» **YOUR TASK**
Taking the line that contains "client: fix compatibility" as the first, copy each line exactly up to and including the last line below.

» **MATERIAL PROVIDED**
++++
PR #1608, opened 2021-03-03
client: fix compatibility with ETJump shared cvar

Aciz:
Temporary fix to allow ETJump `shared` cvar to be modifed on client side by server. `shared` contains information about various settings set on a map level via worldspawn keys, and is sent from server to client upon loading a map to allow client to predict these settings. This can probably be reverted at some point, if adding `CVAR_SYSTEMINFO` to cgame side of this cvar in ETJump is okay and doesn't cause any issues.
++++
» **REPLY**
client: fix compatibility with ETJump shared cvar

Aciz:
Temporary fix to allow ETJump `shared` cvar to be modifed on client side by server. `shared` contains information about various settings set on a map level via worldspawn keys, and is sent from server to client upon loading a map to allow client to predict these settings. This can probably be reverted at some point, if adding `CVAR_SYSTEMINFO` to cgame side of this cvar in ETJump is okay and doesn't cause any issues.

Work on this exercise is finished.